__TASK REQUIREMENTS__
Return the lines of the data below in which the string "about" occurs.

__STORED DATA__
PR #211, opened 2024-06-28
DEVPROD-8159: Prevent Version Metadata Panel from accessing undefined

SupaJoon:
DEVPROD-8159

### Description
In-app navigation to the version page from a version page results in the Version Metadata panel processing an undefined version object. Resetting the version page state when the versionID URL field changes properly gates page rendering until new data is fetched. 
I'm unable to edit the diagram but this case is basically captured by the diagram entry statement "User Visits /version/{id}".

You can recreate this issue by clicking Previous Commit on this [page](https://spruce.mongodb.com/version/mongodb_mongo_v5.0_809167cbc5a70e1418d8090a7bb6a44395163c7a/tasks?sorts=STATUS%3AASC%3BBASE_STATUS%3ADESC).

### DIFF
--- a/apps/spruce/src/pages/Version.tsx
+++ b/apps/spruce/src/pages/Version.tsx
@@ -44,12 +44,6 @@ export const VersionPage: React.FC = () => {
   const [redirectURL, setRedirectURL] = useState(undefined);
   const [isLoadingData, setIsLoadingData] = useState(true);
 
-  // Reset state when version ID changes.
-  useEffect(() => {
-    setIsLoadingData(true);
-    setRedirectURL(undefined);
-  }, [versionId]);
-
   // This query is used to fetch the version data.
   const [getVersion, { data: versionData, error: versionError }] = useLazyQuery<
     VersionQuery,
--- a/apps/spruce/src/pages/Version.tsx
+++ b/apps/spruce/src/pages/Version.tsx
@@ -45,7 +45,6 @@ export const VersionPage: React.FC = () => {
   const [isLoadingData, setIsLoadingData] = useState(true);
 
   // Reset state when version ID changes.
-  // This triggers a re-fetch of the HasVersion query.
   useEffect(() => {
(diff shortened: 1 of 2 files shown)


apps/spruce/src/pages/Version.tsx
```diff
@@ -44,6 +44,12 @@ export const VersionPage: React.FC = () => {
   const [redirectURL, setRedirectURL] = useState(undefined);
   const [isLoadingData, setIsLoadingData] = useState(true);
 
+  // Reset state when version ID changes.
+  useEffect(() => {
+    setIsLoadingData(true);
+    setRedirectURL(undefined);
+  }, [versionId]);
+
```
sophstad, line 52: I think adding keyArgs for the HasVersion query [here](https://github.com/evergreen-ci/ui/blob/92881dfbd8407451d20c7aaa589ac7f31d14323b/apps/spruce/src/gql/client/cache.ts#L6) also fixes the issue. IMO that's a little more elegant since it better leverages the Apollo cache!

sophstad (changes requested):

apps/spruce/src/pages/Version.tsx
SupaJoon: I found that the cache setting fixes the error but it's not completely clear to me how because the setting change represents the default behavior. Apollo Client docs mention [here](https://www.apollographql.com/docs/react/caching/cache-field-behavior/#example-1) that all of a field's arguments are keyArguments by default. I also tested hasVersion query with a network-only fetch-policy and still got the error.

sophstad: > Apollo Client docs mention [here](https://www.apollographql.com/docs/react/caching/cache-field-behavior/#example-1) that all of a field's arguments are keyArguments

This is a great point and has me confused! Glad it works though...

sophstad (approved):

PR #212, opened 2024-06-28
DEVPROD-4046: Trim lines split between chunks

sophstad:
DEVPROD-4046

### Description

The current approach to trimming lines failed to catch any long lines split over multiple chunks. When concatenating the first line with the previously processed line, check whether their combined length is too long and trim if so.

### Testing

- Add unit test that fails without code changes
- Log linked in ticket now shows warning toast and trims correctly


khelif96 (approved):
Works great!

PR #214, opened 2024-06-28
DEVPROD-7957 Spruce goes to the beach!

khelif96:
DEVPROD-7957

### Description
Removed some of the old logos and added the summer one

### Screenshots
image


sophstad (commented):
Any reason not to keep the old logos for next year?

khelif96:
> Any reason not to keep the old logos for next year?

I just cleaned up since they weren't used anymore. They are in the git history if we want to add them back in or I can revert as part of this pr, it's up to you!

sophstad (approved):
git history works for me! 🏖️

PR #215, opened 2024-07-01
DEVPROD-8220: Render Command Sections

SupaJoon:
DEVPROD-8220

### Description
These code changes render command sections by iterating over `SectionData.commands` in `filterLogs`. As of this PR, sections are only rendered when no filters are applied. That behavior will be update in [DEVPROD-8015](https://jira.mongodb.org/browse/DEVPROD-8015).


apps/parsley/src/components/LogRow/RowRenderer/index.tsx
```diff
@@ -87,7 +88,16 @@ const ParsleyRow: RowRendererFunction = ({ processedLogLines }) => {
     }
 
     if (isSubsectionHeaderRow(processedLogLine)) {
-      return <div>subsection start</div>;
+      return (
+        <SubsectionHeader
```
sophstad, line 92: What do you think of adding the command number to the header itself? E.g. something like "(1 of 3)" for this command:
image

apps/parsley/src/components/LogRow/RowRenderer/index.tsx
```diff
@@ -87,7 +88,16 @@ const ParsleyRow: RowRendererFunction = ({ processedLogLines }) => {
...
+          commandID={processedLogLine.commandID}
+          commandName={processedLogLine.commandName}
+          functionID={processedLogLine.functionID}
+          lineIndex={index}
+          onToggle={toggleCommandSection}
+          open={processedLogLine.isOpen}
```
sophstad, line 98: Did you consider auto-opening commands if there's only one present? If we don't include the command number as suggested above, this could be confusing because it would be hard to know if it's the only command. But if the count is included, it would be nice to avoid the extra step of opening this. Interested in your thoughts!
image

apps/parsley/src/components/LogRow/RowRenderer/index.tsx
```diff
@@ -87,7 +88,16 @@ const ParsleyRow: RowRendererFunction = ({ processedLogLines }) => {
     }
 
     if (isSubsectionHeaderRow(processedLogLine)) {
```
sophstad, line 90: It may be cool to add some type of tiny drop shadow to the top of the function bar for visual separation
image

apps/parsley/src/utils/filterLogs/index.ts
```diff
@@ -49,26 +73,69 @@ const filterLogs = (options: FilterLogsParams): ProcessedLogLines => {
...
+        } else if (isCommandStart) {
+          // A command start is detected.
+          const commandLine = getProccessedCommandLine(command, sectionState);
+          filteredLines.push(commandLine);
+          if (commandLine.isOpen) {
+            filteredLines.push(idx);
+          } else {
+            idx = command.range.end - 1;
           }
+          commandIndex += 1;
```
sophstad, line 136: This is the exact same logic implemented above in lines 97-110. Given that, is it even necessary to check `isFuncOpen` initially?

sophstad (commented):
Works great, I mostly had some UX thoughts!

apps/parsley/src/components/LogRow/RowRenderer/index.tsx
SupaJoon: It's a good idea. I just opened this ticket: https://jira.mongodb.org/browse/DEVPROD-8683

apps/parsley/src/components/LogRow/RowRenderer/index.tsx
SupaJoon: I opened this ticket to verify some default behavior. I will bring these up in design sync this week. https://jira.mongodb.org/browse/DEVPROD-8684

apps/parsley/src/components/LogRow/RowRenderer/index.tsx
SupaJoon: I think the visually distinct properties like the caret, icon and button and spacing create enough visual separation to not require a box-shadow that runs across the whole row. After this project is implemented, I will show Will the components to see if there are any tweaks we can make for better readability.

apps/parsley/src/utils/filterLogs/index.ts
SupaJoon: Good point, I flattened the if-statements to make the algorithm easier to read. `isFuncOpen` determines if the following commands should be skipped or processed so it should be checked initially.

sophstad (approved):

PR #221, opened 2024-07-01
DEVPROD-7917 Fix bug where adding a filter resets url params if HighlightFilters is enabled.

khelif96:
DEVPROD-7917

### Description
This bug was caused by the Search component incorrectly overridign the existing query params with the wrong value when ever a filter would be added when the `HighlightFilters` feature was used.

### Testing
Added some unit tests to this component to cover this use case

### DIFF
--- a/apps/parsley/src/components/Search/Search.test.tsx
+++ b/apps/parsley/src/components/Search/Search.test.tsx
@@ -60,7 +60,7 @@ describe("Search", () => {
   });
   it("adding a filter should update the url", async () => {
     const user = userEvent.setup();
-    const { hook, utils } = renderSearch();
+    const { utils } = renderSearch();
     expect(utils.router.state.location.search).toBe("");
     await user.type(screen.getByDataCy("searchbar-input"), "test");
     await user.type(


apps/parsley/src/components/Search/Search.test.tsx
```diff
@@ -0,0 +1,143 @@
...
+    const user = userEvent.setup();
+    const { hook, utils } = renderSearch();
+    expect(utils.router.state.location.search).toBe("");
+    await user.type(screen.getByDataCy("searchbar-input"), "test");
+    await user.type(
+      screen.getByDataCy("searchbar-input"),
+      "{Meta>}{enter}",
+      {},
+    );
+    expect(hook.current.useQueryParams[0][QueryParams.Filters]).toBe("100test");
```
SupaJoon, line 85: If the main purpose of `useQueryParams` is to test the URL value, I think we should access that directly instead of involving an additional package in between. It may be accessible via `global.window.location`

SupaJoon (approved):

PR #228, opened 2024-07-03
DEVPROD-5141: Fix commit check for prod deploy

sophstad:
DEVPROD-5141 - Fix bug introduced in #210 blocking new deploy script from working

### Description

- Fix string check: commit fetched from remote file was not being trimmed and so was not 40 characters
- Also validate tag correctly if local commit is used, since it would not be 40 characters

### Testing

- Add unit tests

### DIFF
--- a/packages/deploy-utils/src/utils/git/git.test.ts
+++ b/packages/deploy-utils/src/utils/git/git.test.ts
@@ -71,10 +71,8 @@ describe("getCurrentlyDeployedCommit", () => {
 
   it("returns a valid local commit", async () => {
     vi.mocked(get).mockImplementation(errorMock);
-    vi.mocked(execSync).mockReturnValue(validCommitString);
-    expect(await getCurrentlyDeployedCommit("spruce")).toEqual(
-      validCommitString,
-    );
+    vi.mocked(execSync).mockReturnValue("spruce/v1.0.0");
+    expect(await getCurrentlyDeployedCommit("spruce")).toEqual("spruce/v1.0.0");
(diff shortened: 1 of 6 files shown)


packages/deploy-utils/src/utils/git/git.test.ts
```diff
@@ -71,10 +71,8 @@ describe("getCurrentlyDeployedCommit", () => {
 
   it("returns a valid local commit", async () => {
```
minnakt, line 72: It might be interesting to see if `getCurrentlyDeployedCommit` could be tested by executing it for real, I think the `getCurrentlyDeployedCommit` from `apps/spruce/scripts/deploy/utils/git` is tested without any mocking :O just an observation though I'm not sure if that's difficult

packages/deploy-utils/src/utils/git/tag.test.ts
```diff
@@ -1,31 +1,25 @@
...
-    expect(tag).toBeTruthy();
+describe("tagIsValid", () => {
+  it("should match on a known valid tag", () => {
+    expect(tagIsValid("parsley", "parsley/v1.2.3")).toEqual(true);
   });
 
-  it("currentlyDeployedTagRegex should not match on the wrong app's tag tag", () => {
-    const tag = currentlyDeployedTagRegex("parsley").test("spruce/v1.2.3");
-    expect(tag).toBeFalsy();
+  it("should not match on the wrong app's tag tag", () => {
```
minnakt, line 8:
```suggestion
  it("should not match on the wrong app's tag", () => {
```

minnakt (approved):

PR #231, opened 2024-07-08
DEVPROD-5295: Display function status on Section Header

SupaJoon:
DEVPROD-5295


apps/parsley/src/components/LogRow/RowRenderer/index.tsx
```diff
@@ -74,14 +75,17 @@ const ParsleyRow: RowRendererFunction = ({ processedLogLines }) => {
...
+        : SectionStatus.Pass;
       return (
         <SectionHeader
           functionID={processedLogLine.functionID}
           functionName={processedLogLine.functionName}
           lineIndex={index}
           onToggle={toggleFunctionSection}
           open={processedLogLine.isOpen}
-          status={SectionStatus.Pass} // TODO: Update in DEVPROD-5295
+          status={status}
```
minnakt, line 88: one thing I was wondering was if it makes sense to also store the `status` in `processedLogLine` like some of these other properties, I was just curious about the choice to evaluate it via a function here

apps/parsley/src/components/LogRow/RowRenderer/index.tsx
```diff
@@ -74,14 +75,17 @@ const ParsleyRow: RowRendererFunction = ({ processedLogLines }) => {
     }
 
     if (isSectionHeaderRow(processedLogLine)) {
+      const status = includesLineNumber(processedLogLine, failingLine)
```
minnakt, line 78: maybe this could be inlined below since `status` isn't reused anywhere

minnakt (approved):
yippee!

apps/parsley/src/components/LogRow/RowRenderer/index.tsx
SupaJoon: I chose to evaluate it during render to keep ProcessedLogLine simpler. If the value was used in a util function that uses ProcessedLogLines, then I would have added it in there. I could have done a similar pattern for the step information also but since it requires regex matching, I thought it's best to do that in the parsing step so parsing is all in one place.

PR #238, opened 2024-07-10
DEVPROD-8537: Require minimum length for image field

minnakt:
DEVPROD-8537

### Description
Require minimum length for the distro's `image_id` field. I have checked the distros on staging & production and filled in this field where it was missing.


minnakt:
evergreen retry

khelif96 (approved):

PR #241, opened 2024-07-10
DEVPROD-7910: Fix unresponsive notifications page bug

sophstad:
DEVPROD-7910

### Description

On the notifications page, making any change while not having any individual subscriptions would cause the page to become unresponsive. This was a result of the internal Tanstack table within the subscriptions table attempting to perform operations while empty. The easiest way to get around this is just to split out the table into a separate component that is not rendered if the user has no subscriptions. 

### Testing

Editing the page with no subscriptions is successful


minnakt (approved):
waaa good one 🙌

SupaJoon (approved):

PR #1480, opened 2026-03-25
DEVPROD-13241: Remove baseTaskStatuses

sophstad:
DEVPROD-13241

### Description

Removing this resolver will facilitate removing `DisplayStatus` calculations. This field is significantly slower than `Version.taskStatuses` because it filters out statuses that do not appear in the main version. We can just use `Version.baseVersion.taskStatuses` and apply that filtering on the client side.


minnakt (approved):
ok yay this actually didn't make sense to me at all in the first place

PR #1531, opened 2026-04-07
DEVPROD-29657: Remove "delete github app creds" query from the UI repo

athammer:
DEVPROD-29657

### Description
It's dead code after [this PR ](https://github.com/evergreen-ci/ui/pull/1459)and shouldn't be used and we should instead use the replace/set functionality to avoid people removing this.


minnakt (approved):
LGTM mod regenerating codegen types

PR #1565, opened 2026-04-16
DEVPROD-31460: Move Playwright config to `playwright-config` package

minnakt:
DEVPROD-31460

### Description
Moves Playwright config to a new package so it can be shared between apps.


.evergreen/shared.yml
```diff
@@ -189,7 +189,7 @@ functions:
 
         # Allow spec filtering for an intentional patch.
         if [[ "${playwright_spec}" != "" ]]; then
-          pnpm playwright:test "${playwright_spec}"
+          pnpm playwright:test ${playwright_spec}
```
khelif96, line 192: I think keeping the quotes is safer?

khelif96 (approved):

.evergreen/shared.yml
minnakt: it needs to remove quotes because of how the Playwright command will interpret quotes as regex

PR #1569, opened 2026-04-16
DEVPROD-31248: Improve usability of single task distro dropdown

minnakt:
DEVPROD-31248

### Description
Changes:
* Make general section open by default (requested by app engineers — collapsing the most used section is not helpful to them)
* Use a combobox and sort options alphabetically for single task distro dropdown in Admin Settings. 
* Added a notation for disabled projects. I didn't exclude them from the options because some of the ones in **production** are disabled projects, and I don't want people to get confused that they can't save the page. But we should clean up the list and exclude disabled projects at some point.
   * (Created [DEVPROD-31842](https://jira.mongodb.org/browse/DEVPROD-31842) for App to create an automation to remove these projects from single task distro section when disabled.) 

### Screenshots
Screenshot 2026-04-16 at 3 43 09 PM


apps/spruce/src/components/SpruceForm/Widgets/index.tsx
```diff
@@ -31,6 +32,7 @@ const widgets = {
   TextWidget: LeafyGreenTextInput,
   TextareaWidget: LeafyGreenTextArea,
   ToggleWidget: LeafyGreenToggle,
+  ComboboxWidget: LeafyGreenCombobox,
```
athammer: can we keep this list sorted alphabetically

athammer (approved):

PR #1572, opened 2026-04-17
DEVPROD-20921: Expose S3 Task Costs Field on Task Page

maddaak:
DEVPROD-20921

### Description
This PR is wire up and show the task cost on the left panel. Once the task is done we show the task cost.

### Screenshots
While Running:
image
image

After completion:
image

Task Endpoint: (this has the full precision value for cost)
image

### Testing
Tested on staging 

### Evergreen PR
[App PR](https://github.com/evergreen-ci/evergreen/pull/10131)

cc: @malikchaya2


khelif96 (changes requested):
I would prefer if you held off on adding these fields to the query until you were ready to use them .

maddaak:
> I would prefer if you held off on adding these fields to the query until you were ready to use them .



> I would prefer if you held off on adding these fields to the query until you were ready to use them .


This is the UI [Ticket](https://jira.mongodb.org/browse/DEVPROD-26469). 

Should i combine both into one PR?

apps/spruce/src/gql/queries/task.ts
```diff
@@ -134,6 +134,17 @@ export const TASK = gql`
         previousStepbackTaskId
       }
       tags
+      taskCost {
+        adjustedEBSStorageCost
```
malikchaya2, line 138: Can we add the new child patch cost here as well?

apps/spruce/src/pages/task/metadata/index.tsx
```diff
@@ -95,11 +95,29 @@ export const Metadata: React.FC<Props> = ({ error, loading, task }) => {
...
+    TaskStatus.SetupFailed,
+    TaskStatus.SystemFailed,
+    TaskStatus.SystemTimedOut,
+    TaskStatus.SystemUnresponsive,
+    TaskStatus.Aborted,
+    TaskStatus.KnownIssue,
+  ];
+  const costTooltip = completedStatuses.includes(displayStatus as TaskStatus)
+    ? "Final adjusted cost of this task."
+    : "Estimated cost based on execution so far. Updates as the task runs.";
```
malikchaya2: Can we instead wait and only show it once the task is done running?

malikchaya2 (approved):
Approved with two requests

apps/spruce/src/gql/queries/task.ts
maddaak: This will be added for the Version/patch page. Will address in that [PR](https://github.com/evergreen-ci/ui/pull/1603)

apps/spruce/src/pages/task/metadata/index.tsx
maddaak: Addressed!

apps/spruce/src/pages/task/metadata/index.tsx
```diff
@@ -327,6 +342,11 @@ export const Metadata: React.FC<Props> = ({ error, loading, task }) => {
         {testSelectionEnabledForProject && (
           <TestSelection testSelectionEnabled={testSelectionEnabled} />
         )}
+        {completedStatuses.includes(displayStatus as TaskStatus) && (
```
sophstad: You can just check that `finishTime` is defined as done below!

apps/spruce/src/pages/task/metadata/index.tsx
```diff
@@ -95,11 +95,26 @@ export const Metadata: React.FC<Props> = ({ error, loading, task }) => {
     spawnHostLink,
     startTime,
     tags,
+    taskCost,
     testSelectionEnabled,
     timeTaken,
     versionMetadata,
   } = task;
 
+  const totalCost = taskCost?.total ?? 0;
```
sophstad: I'd suggest only rendering the item below if `taskCost?.total` is defined, $0 could be confusing

sophstad (changes requested):

apps/spruce/src/pages/task/metadata/index.tsx
maddaak: Addressed!

apps/spruce/src/pages/task/metadata/index.tsx
maddaak: Addressed!

apps/spruce/src/pages/task/metadata/index.tsx
```diff
@@ -327,6 +328,11 @@ export const Metadata: React.FC<Props> = ({ error, loading, task }) => {
         {testSelectionEnabledForProject && (
           <TestSelection testSelectionEnabled={testSelectionEnabled} />
         )}
+        {finishTime && taskCost?.total != null && (
```
sophstad: [nit] This could also be `undefined`
```suggestion
        {finishTime && taskCost?.total && (
```

sophstad (approved):

apps/spruce/src/pages/task/metadata/index.tsx
maddaak: Addressed!

maddaak:
> I would prefer if you held off on adding these fields to the query until you were ready to use them .

Have made use of the values in the PR now. we show show the cost and the value in the task meta data panel. so PR is no longer just about exposing GraphQL values

apps/spruce/src/pages/task/metadata/index.tsx
sophstad: This seems unchanged still

sophstad (approved):
lgtm with requested change

apps/spruce/src/pages/task/metadata/index.tsx
maddaak: Sorry the file got missed from the commit. addressed!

__WORKED SOLUTION__
minnakt, line 88: one thing I was wondering was if it makes sense to also store the `status` in `processedLogLine` like some of these other properties, I was just curious about the choice to evaluate it via a function here
Have made use of the values in the PR now. we show show the cost and the value in the task meta data panel. so PR is no longer just about exposing GraphQL values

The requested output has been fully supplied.